### [Stored data]
+===+

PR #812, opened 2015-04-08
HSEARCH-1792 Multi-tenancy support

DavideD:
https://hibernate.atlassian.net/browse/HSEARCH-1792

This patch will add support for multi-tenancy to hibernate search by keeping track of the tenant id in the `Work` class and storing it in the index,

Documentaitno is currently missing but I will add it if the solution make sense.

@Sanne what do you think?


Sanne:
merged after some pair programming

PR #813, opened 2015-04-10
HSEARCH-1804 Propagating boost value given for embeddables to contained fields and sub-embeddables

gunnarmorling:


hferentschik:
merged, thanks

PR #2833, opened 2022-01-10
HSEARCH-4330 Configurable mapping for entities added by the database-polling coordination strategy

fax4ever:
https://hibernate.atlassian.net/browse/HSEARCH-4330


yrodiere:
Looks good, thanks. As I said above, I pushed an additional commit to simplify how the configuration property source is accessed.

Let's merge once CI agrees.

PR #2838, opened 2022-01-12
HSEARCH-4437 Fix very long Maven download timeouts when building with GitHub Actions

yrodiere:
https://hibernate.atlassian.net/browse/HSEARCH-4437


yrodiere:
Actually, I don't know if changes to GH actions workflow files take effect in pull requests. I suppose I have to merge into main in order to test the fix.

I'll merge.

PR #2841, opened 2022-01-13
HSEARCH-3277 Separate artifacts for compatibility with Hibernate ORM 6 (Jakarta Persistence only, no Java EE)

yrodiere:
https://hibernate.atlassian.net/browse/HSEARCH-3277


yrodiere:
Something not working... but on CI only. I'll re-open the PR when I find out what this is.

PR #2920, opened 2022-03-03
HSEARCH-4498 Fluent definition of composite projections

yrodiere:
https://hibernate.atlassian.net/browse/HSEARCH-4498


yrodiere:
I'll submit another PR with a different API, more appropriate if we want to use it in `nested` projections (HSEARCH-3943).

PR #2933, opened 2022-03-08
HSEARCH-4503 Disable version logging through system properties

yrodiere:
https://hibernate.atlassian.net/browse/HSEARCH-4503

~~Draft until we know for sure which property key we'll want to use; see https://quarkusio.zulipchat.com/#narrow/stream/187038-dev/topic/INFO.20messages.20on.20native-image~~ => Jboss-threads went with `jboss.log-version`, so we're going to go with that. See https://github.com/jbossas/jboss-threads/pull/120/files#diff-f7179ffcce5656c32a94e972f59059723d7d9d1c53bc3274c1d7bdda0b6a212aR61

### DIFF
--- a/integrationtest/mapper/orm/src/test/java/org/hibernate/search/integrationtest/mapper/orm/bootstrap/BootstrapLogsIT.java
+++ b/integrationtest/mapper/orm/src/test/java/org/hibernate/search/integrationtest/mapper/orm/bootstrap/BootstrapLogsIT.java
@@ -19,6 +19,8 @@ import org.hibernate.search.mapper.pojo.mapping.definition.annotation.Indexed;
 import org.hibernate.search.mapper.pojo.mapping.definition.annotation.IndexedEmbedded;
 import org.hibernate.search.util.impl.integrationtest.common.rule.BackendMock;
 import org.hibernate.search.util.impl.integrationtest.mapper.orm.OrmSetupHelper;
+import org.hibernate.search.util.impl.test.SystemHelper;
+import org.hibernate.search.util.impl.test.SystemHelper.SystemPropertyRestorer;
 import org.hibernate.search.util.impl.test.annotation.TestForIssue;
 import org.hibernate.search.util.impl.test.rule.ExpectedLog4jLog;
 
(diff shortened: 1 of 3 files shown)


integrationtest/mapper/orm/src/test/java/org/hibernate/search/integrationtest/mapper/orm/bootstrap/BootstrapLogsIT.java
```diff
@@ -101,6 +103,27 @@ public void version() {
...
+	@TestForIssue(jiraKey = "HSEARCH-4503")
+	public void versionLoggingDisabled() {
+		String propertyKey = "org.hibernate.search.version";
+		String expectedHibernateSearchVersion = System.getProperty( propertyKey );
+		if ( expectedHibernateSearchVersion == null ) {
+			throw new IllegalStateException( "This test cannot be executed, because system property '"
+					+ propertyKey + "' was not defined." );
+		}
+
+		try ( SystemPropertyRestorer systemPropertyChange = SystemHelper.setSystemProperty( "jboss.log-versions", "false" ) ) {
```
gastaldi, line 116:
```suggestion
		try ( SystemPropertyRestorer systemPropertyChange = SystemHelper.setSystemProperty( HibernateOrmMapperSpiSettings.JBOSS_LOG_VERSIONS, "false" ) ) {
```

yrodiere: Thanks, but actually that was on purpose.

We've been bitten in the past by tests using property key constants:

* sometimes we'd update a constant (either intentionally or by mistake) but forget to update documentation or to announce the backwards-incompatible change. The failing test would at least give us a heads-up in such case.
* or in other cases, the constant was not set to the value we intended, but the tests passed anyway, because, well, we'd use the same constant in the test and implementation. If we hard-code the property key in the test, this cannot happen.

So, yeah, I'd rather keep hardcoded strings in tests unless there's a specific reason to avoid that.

+===+

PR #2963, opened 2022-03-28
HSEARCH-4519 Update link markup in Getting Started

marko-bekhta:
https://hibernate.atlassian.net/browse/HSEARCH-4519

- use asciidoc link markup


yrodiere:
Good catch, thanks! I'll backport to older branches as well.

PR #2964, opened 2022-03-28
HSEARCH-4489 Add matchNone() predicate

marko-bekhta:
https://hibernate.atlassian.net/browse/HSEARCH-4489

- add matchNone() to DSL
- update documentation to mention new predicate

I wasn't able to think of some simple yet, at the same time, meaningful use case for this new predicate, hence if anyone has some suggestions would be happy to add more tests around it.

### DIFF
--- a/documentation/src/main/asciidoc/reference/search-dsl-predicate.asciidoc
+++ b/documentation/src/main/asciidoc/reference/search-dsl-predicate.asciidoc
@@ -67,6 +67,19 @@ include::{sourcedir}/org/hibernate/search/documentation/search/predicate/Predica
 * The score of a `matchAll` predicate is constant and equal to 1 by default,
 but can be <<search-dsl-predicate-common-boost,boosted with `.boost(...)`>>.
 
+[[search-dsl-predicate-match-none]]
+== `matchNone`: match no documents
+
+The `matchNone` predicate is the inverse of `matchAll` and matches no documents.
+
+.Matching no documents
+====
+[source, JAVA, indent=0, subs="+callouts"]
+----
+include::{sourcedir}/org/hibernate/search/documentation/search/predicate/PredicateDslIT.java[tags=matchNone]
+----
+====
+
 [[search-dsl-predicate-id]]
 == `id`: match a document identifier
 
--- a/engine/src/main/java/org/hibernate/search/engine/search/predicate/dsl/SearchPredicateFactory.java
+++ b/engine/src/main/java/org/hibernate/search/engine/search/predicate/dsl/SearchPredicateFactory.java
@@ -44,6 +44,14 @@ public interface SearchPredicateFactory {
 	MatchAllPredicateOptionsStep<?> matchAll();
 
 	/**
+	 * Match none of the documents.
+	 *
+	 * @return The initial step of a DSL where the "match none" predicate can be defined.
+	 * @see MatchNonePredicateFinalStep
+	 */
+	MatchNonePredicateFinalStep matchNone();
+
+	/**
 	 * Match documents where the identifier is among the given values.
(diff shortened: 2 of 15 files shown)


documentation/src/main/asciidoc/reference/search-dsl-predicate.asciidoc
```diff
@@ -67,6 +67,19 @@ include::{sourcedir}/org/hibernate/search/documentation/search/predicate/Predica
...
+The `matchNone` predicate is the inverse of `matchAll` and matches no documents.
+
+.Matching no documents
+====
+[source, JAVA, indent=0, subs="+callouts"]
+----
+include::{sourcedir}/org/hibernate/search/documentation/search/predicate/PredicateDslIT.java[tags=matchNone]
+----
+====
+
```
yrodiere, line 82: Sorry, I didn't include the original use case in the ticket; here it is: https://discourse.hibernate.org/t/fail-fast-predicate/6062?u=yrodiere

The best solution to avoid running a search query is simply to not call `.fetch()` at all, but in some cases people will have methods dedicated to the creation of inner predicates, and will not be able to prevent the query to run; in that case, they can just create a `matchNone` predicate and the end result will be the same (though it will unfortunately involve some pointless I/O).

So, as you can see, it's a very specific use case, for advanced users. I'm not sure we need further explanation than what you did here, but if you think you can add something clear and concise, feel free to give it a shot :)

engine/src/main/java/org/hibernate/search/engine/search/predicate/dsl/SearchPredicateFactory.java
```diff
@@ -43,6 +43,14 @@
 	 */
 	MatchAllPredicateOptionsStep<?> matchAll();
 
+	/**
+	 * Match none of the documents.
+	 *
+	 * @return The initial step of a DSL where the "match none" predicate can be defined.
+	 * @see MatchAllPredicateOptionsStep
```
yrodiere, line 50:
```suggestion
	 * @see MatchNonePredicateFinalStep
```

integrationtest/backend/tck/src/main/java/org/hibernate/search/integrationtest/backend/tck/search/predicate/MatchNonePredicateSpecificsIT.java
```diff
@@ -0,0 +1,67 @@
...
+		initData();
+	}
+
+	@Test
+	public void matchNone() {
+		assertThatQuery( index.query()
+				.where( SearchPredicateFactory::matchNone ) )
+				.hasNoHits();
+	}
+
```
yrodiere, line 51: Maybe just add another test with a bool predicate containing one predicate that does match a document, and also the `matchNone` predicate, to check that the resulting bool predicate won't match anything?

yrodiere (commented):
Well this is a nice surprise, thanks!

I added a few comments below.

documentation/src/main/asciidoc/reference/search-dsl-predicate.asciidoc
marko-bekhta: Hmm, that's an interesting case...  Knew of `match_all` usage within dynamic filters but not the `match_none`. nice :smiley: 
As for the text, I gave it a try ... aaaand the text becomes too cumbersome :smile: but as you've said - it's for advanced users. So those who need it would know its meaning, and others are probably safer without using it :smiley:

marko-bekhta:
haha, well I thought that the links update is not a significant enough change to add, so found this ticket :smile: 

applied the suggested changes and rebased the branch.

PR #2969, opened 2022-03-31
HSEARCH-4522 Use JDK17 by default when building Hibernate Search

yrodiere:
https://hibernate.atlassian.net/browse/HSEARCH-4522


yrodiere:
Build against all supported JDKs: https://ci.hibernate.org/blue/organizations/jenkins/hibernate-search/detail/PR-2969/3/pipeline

+===+

### [WORK TO BE COMPLETED]
If a line in the entries above has the word "what", copy it.

### [WRITTEN SOLUTION]
@Sanne what do you think?
Something not working... but on CI only. I'll re-open the PR when I find out what this is.
So, as you can see, it's a very specific use case, for advanced users. I'm not sure we need further explanation than what you did here, but if you think you can add something clear and concise, feel free to give it a shot :)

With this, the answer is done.